Он строго посмотрел на меня:

— Вы не собираетесь их беспокоить, мистер?

— Нет, я хотел бы поприветствовать их утром.

— Лучше, чтобы это не было слишком рано... — Он снял с крючка ключ от моего номера и бросил его на стол. — Я даю вам номер 210 в другом конце коридора. Могу провести вас, если хотите.

— Спасибо. Сам найду.

Я поднялся по лестнице, находившейся в конце вестибюля. Ноги мои отяжелели. В номере я вынул из сумки автоматический пистолет 32-го калибра и вложил в него обойму. Ковер в слабо освещенном коридоре был довольно старый, недостаточно плотный для того, чтобы заглушить мои шаги. В угловой комнате все еще горел свет. Но там кто-то спал. Слышалось тяжелое дыхание спящего, глубокие вздохи прекращались, потом возобновлялись снова. Я попробовал дверь. Она оказалась закрытой. Из глубины комнаты донесся ясный голос Шейлы Хауэл:

— Кто там?

Я промолчал. Она сказала:

— Джон, проснись.

— Что такое?

По голосу можно было судить, что он находится ближе к двери.

— Кто-то пытается войти в номер.

Послышался скрип пружин, потом раздались его шаги. Медная ручка двери стала поворачиваться.

Он резко открыл дверь, вышел из номера. Его правая рука была сжата в кулак. Он увидел меня, хотел ударить, но, заметив револьвер, замер. Парень был по пояс голый. Мышцы на его теле напряглись.

— Потише. Руки вверх.

— Что за глупости. Опустите револьвер.

— Командую здесь я. Поднимите руки, повернитесь ко мне спиной и войдите в номер.

Он неохотно подчинился, как камень, который немного подтолкнули. Когда он повернулся ко мне спиной, я увидел, что вся спина у него в белых шрамах.

Шейла стояла у кровати. На ней была мужская рубашка, большая по размеру. Эта рубашка и помада, размазанная на губах, делали ее не похожей на себя.

— Когда вы успели пожениться?

— Мы не поженились. Пока еще нет. — Краска залила шею и щеки. — Вы неправильно все понимаете. Джон находится в моей комнате, потому что я его попросила. Я боюсь одна. И он спал отдельно.

Тео махнул рукой.

— Ничего ему не говори. Он на стороне твоего отца. Все, что мы ему скажем, он исказит и обернет против нас.

— Я ничего не искажаю, Тео.

Он так внезапно набросился на меня, что я чуть не застрелил его.

— Не называйте меня этим именем!

— Но ведь вас так зовут, не правда ли?

— Я Джон Гэлтон.

— Прекратите. Ваш соучастник, Сейбл, во всем признался мне вчера вечером.

— Сейбл не мой соучастник и никогда им не был.

— Сейбл утверждает совсем другое. Он прекрасно все излагает. Не думайте, что он прикроет вас. Он будет выступать свидетелем по обвинению вас в соучастии в убийстве, которое он совершил.

— Вы что, хотите мне сказать, что Каллигана убил Сейбл?

— Для вас это вряд ли новость, не так ли? Вы прекрасно это знали, пока мы тратили недели, чтобы найти убийцу.

Шейла встала между нами.

— Пожалуйста. Вы ничего не понимаете. Джон подозревал мистера Сейбла, это верно. Но он не мог пойти в полицию. Его самого подозревали. Уберите этот ужасный револьвер, мистер Арчер. Дайте Джону возможность все вам объяснить.

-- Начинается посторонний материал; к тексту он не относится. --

PR #3750, opened 2024-02-27
Adds trenches

MistakeNot4892:
## Description of changes

Depends on #3759
- Exterior turfs can be dug out to make trenches using a shovel.
- Trenches will cause fall damage if moved over without creeping and must be climbed into or out of to safely traverse, unless flooded.

holes

## Authorship
Myself.

## Changelog
:cl:
add: Trenches/moats can now be dug in exterior turfs. 
/:cl:


code/modules/materials/definitions/solids/materials_solid_wood.dm
```diff
@@ -74,7 +75,9 @@
 	. += new/datum/stack_recipe/prosthetic/right_hand(src)
 	. += new/datum/stack_recipe/prosthetic/left_foot(src)
 	. += new/datum/stack_recipe/prosthetic/right_foot(src)
-	. += new/datum/stack_recipe/campfire(src)
+
+	if(stack_type == /obj/item/stack/material/log)
```
out-of-phaze: `if(ispath(stack_type)) return` on lines 46-47 will make this not work. Maybe make it a separate override, or split that check up somehow? Remember we still need to check holographic and reinf_material.

code/modules/materials/material_sheets.dm
```diff
@@ -314,7 +314,7 @@
 	if(plank_type && (IS_HATCHET(W) || IS_SAW(W)))
 		var/tool_type = W.get_tool_quality(TOOL_HATCHET) >= W.get_tool_quality(TOOL_SAW) ? TOOL_HATCHET : TOOL_SAW
 		if(W.do_tool_interaction(tool_type, user, src, 1 SECOND, set_cooldown = TRUE) && !QDELETED(src))
-			var/obj/item/stack/planks = new plank_type(loc, 1, material?.type, reinf_material?.type)
+			var/obj/item/stack/planks = new plank_type(loc, rand(2,4), material?.type, reinf_material?.type) // todo: change plank amount based on carpentry skillcheck
 			planks.add_to_stacks(user, TRUE)
```
out-of-phaze:
```suggestion
			var/obj/item/stack/planks = new plank_type(get_turf(src), rand(2,4), material?.type, reinf_material?.type) // todo: change plank amount based on carpentry skillcheck
			if(!planks.add_to_stacks(user, TRUE))
				user.put_in_hands(planks)
```
The put_in_hands part is optional, but as-is, using `loc` means planks cut from held logs will appear inside your body.

out-of-phaze (changes requested):

code/modules/materials/definitions/solids/materials_solid_wood.dm
MistakeNot4892: I need to systematize the stack type system I think. Another dep incoming...

code/modules/materials/material_sheets.dm
MistakeNot4892: Had to tweak add_to_stacks to have a meaningful return value but good call.

out-of-phaze (dismissed):

MistakeNot4892:
Need to do some review on how this all works once everything is in before it's merged.

MistakeNot4892:
Calling this done for now. I'm not happy with the layering or movement hook stuff, but I would like to get this in alongside the natural floor rewrite PR before I do any further integration/generalizing as the conflicts are going to suck already.

out-of-phaze (approved):
I might modify `can_backfill_turf_type` to populate a typecache, but aside from future changes this is fine as-is.

PR #3759, opened 2024-03-01
Digging tweaks from trench PR.

MistakeNot4892:
## Description of changes
- Moves digging and height logic into their own files.
- Digging a 'non-fundament' turf like grass or snow will turn it into dirt.

Small improvements to the experience of interacting with exterior turfs.

## Authorship
Myself.

## Changelog
:cl:
tweak: Snow and grass can be removed with a shovel.
/:cl:


out-of-phaze (dismissed):

code/game/turfs/exterior/_exterior_icon.dm
```diff
@@ -0,0 +1,56 @@
+/turf/exterior/on_update_icon()
```
comma, line 1: Is this supposed to check height? It's called to update neighbors in height setting but doesn't seem to actually care about height differences.

out-of-phaze: I think the height icon stuff is done in the trench PR itself?

MistakeNot4892: Yeah setting height doesn't actually do anything visual in this PR, I've pulled it in by accident.

comma (approved):

out-of-phaze (approved):

PR #3766, opened 2024-03-04
Adding a generalized ability handler and converting psionics to use it.

MistakeNot4892:
## Description of changes
- Adds `/datum/extension/abilities` and `/datum/ability_handler`.
- Replaces hardcoded psionics hooks in various attack procs with this extension.
- Converted `/datum/psi_complexus` with `/datum/ability_handler/psionics`.

Generalizes interaction hooks in a way that modpacks can take advantage of.

In the future I would like to fold `ability_master` and `/spell` into this system, as well as all the ancient nasty stuff on `/datum/mind` around spells.

## Authorship
Myself.

## Changelog
Nothing player-facing.


out-of-phaze (approved):
A relatively straightforward generalization of the Psi complexus handler and the inhand ability items.

PR #3778, opened 2024-03-09
Reworks temperature equalization for atoms to be more measured.

MistakeNot4892:
## Description of changes
- Removes `temperature_coefficient`.
- Adds `get_thermal_mass()` and `get_thermal_mass_coefficient()`.

Atoms will not instantly equalize with their environment.
Larger atoms will equalize slower.

## Authorship
Myself with help from Penny.

## Changelog
:cl:
tweak: Atom temperature will equalize slower.
/:cl:


out-of-phaze (approved):
Ideally this would eventually factor in matter and material properties as well, but this is good enough for basic sim right now. Also, `ATOM_TEMPERATURE_EQUILIBRIUM_CONSTANT` delenda est, this should give behavior that's a lot more predictable.

PR #3779, opened 2024-03-09
Adding temperature_damage_threshold and removing use of material melting points.

MistakeNot4892:
## Description of changes
- Meat, skin, wood, paper, several other materials, no longer melt.
- Added `temperature_damage_threshold` which takes the minimum non-null of `melting_point`, `ignition_point` and `boiling_point`.
- Grilles, exosuits, walls and windows now use `temperature_damage_threshold` instead of `melting_point`.

Cloth melting was dumb and used only for wall damage.

## Authorship
Myself.

## Changelog
Nothing player-facing.

### DIFF
--- a/code/modules/materials/_materials.dm
+++ b/code/modules/materials/_materials.dm
@@ -348,6 +348,7 @@ INITIALIZE_IMMEDIATE(/obj/effect/gas_overlay)
 		solvent_melt_dose            = 0
 		solvent_max_damage           = 0
 		slipperiness                 = 0
+		bakes_into_at_temperature    = null
 		ignition_point               = null
 		melting_point                = null
 		boiling_point                = null
@@ -356,7 +357,7 @@ INITIALIZE_IMMEDIATE(/obj/effect/gas_overlay)
 		burn_product                 = null
 		vapor_products               = null
 	else if(isnull(temperature_damage_threshold))
-		for(var/value in list(ignition_point, melting_point, boiling_point))
+		for(var/value in list(ignition_point, melting_point, boiling_point, heating_point, bakes_into_at_temperature))
 			if(!isnull(value) && (isnull(temperature_damage_threshold) || temperature_damage_threshold > value))
 				temperature_damage_threshold = value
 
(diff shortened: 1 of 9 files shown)


code/modules/materials/_materials.dm
```diff
@@ -330,28 +332,33 @@ INITIALIZE_IMMEDIATE(/obj/effect/gas_overlay)
...
+		slipperiness                 = 0
+		ignition_point               = null
+		melting_point                = null
+		boiling_point                = null
+		temperature_damage_threshold = INFINITY
+		accelerant_value             = FUEL_VALUE_NONE
+		burn_product                 = null
+		vapor_products               = null
+	else if(isnull(temperature_damage_threshold))
+		for(var/value in list(ignition_point, melting_point, boiling_point))
```
out-of-phaze: Should `bakes_into_at_temperature` be considered as well? If your mech suddenly turns to ash above a certain temperature, that temperature is probably unsafe for operation. Same with heating point and chilling point, maybe?

Also this block might be able to be one line, albeit maybe a little clunkier. `min(list(ignition_point, melting_point, boiling_point) - new /list(3))`. This will subtract up to 3 nulls (the maximum possible) from the list, and take the lowest of what remains. This effectively just does a minimum in a list excluding nulls, and it avoids loop overhead at the cost of always doing a fixed number of list removal attempts scaling with the length of the list, though it might actually be batched to be more efficient?

code/modules/materials/_materials.dm
```diff
@@ -330,28 +332,33 @@ INITIALIZE_IMMEDIATE(/obj/effect/gas_overlay)
...
+		solvent_melt_dose            = 0
+		solvent_max_damage           = 0
+		slipperiness                 = 0
+		ignition_point               = null
+		melting_point                = null
+		boiling_point                = null
+		temperature_damage_threshold = INFINITY
+		accelerant_value             = FUEL_VALUE_NONE
+		burn_product                 = null
+		vapor_products               = null
```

Ее слепая вера разозлила меня.

— Его зовут не Джон. Это Тео Фредерикс, местный парень, который удрал из Питта после того, как пырнул ножом своего отца.

— Фредерикс не его отец.

— Его мать сказала мне об этом.

— Она лжет, — сказал парень.

— Все лгут. Только вы говорите правду. Сейбл говорит, что вы самозванец. А уж он-то должен знать.

— Я не сказал ему правду. Когда Сейбл впервые обратился ко мне, я сам не знал, кто я на самом деле. Я согласился с ним сотрудничать частично потому, что хотел и надеялся узнать, кто же я есть.

— А я думал, что вы польстились на деньги.

— Есть нечто большее, чем деньги, когда речь идет о наследстве. Больше всего я хотел знать, кто же я есть на самом деле.

— И теперь вы знаете?

— Теперь знаю. Я Джон Гэлтон, сын Энтони Гэлтона.

— И когда же вас осенило?

— Вы не хотите получить серьезного ответа на этот вопрос, но я все же отвечу вам. Это приходило ко мне постепенно. Впервые задумался об этом, когда Гейбл Линдси увидел во мне то, чего я раньше не замечал. А потом доктор Динин признал, что я сын моего отца. А когда моя бабушка приняла меня тоже, я подумал, что я, должно быть, действительно ее внук. Я не знал, что это так, до самых последних дней.

— А что произошло в эти последние дни?

— Шейла поверила мне. Я рассказал ей всю свою жизнь, все, что было, и она мне поверила.

Он почти смущенно посмотрел на нее. Она взяла его за руку, и мне начало казаться, что я здесь лишний. Возможно, он это почувствовал, почувствовал, что моральный перевес переходит на его сторону, потому что начал рассказывать о себе более убежденным, спокойным тоном:

— На самом деле все началось значительно раньше. Я стал подозревать правду или часть правды, когда был совсем маленьким мальчиком. Нелсон Фредерикс никогда не относился ко мне как к своему сыну. Он избивал меня ремнем с пряжкой. Никогда не сказал ни одного ласкового слова. И я понимал, что он не может быть моим отцом.

— Многие мальчишки думают так о своих отцах.

Шейла пододвинулась поближе к нему, как бы защищая его, и прижала его руку к своей груди.

— Пожалуйста, позвольте ему рассказать все о себе. Я знаю, это кажется невероятным, но такова жизнь. Джон рассказывает вам чистую правду, все, что он знает и как это понимает.

— Предположим, это так. Но что он знает? Некоторые очень честные люди иногда предаются фантазиям относительно того, кто они есть и что с ними будет дальше.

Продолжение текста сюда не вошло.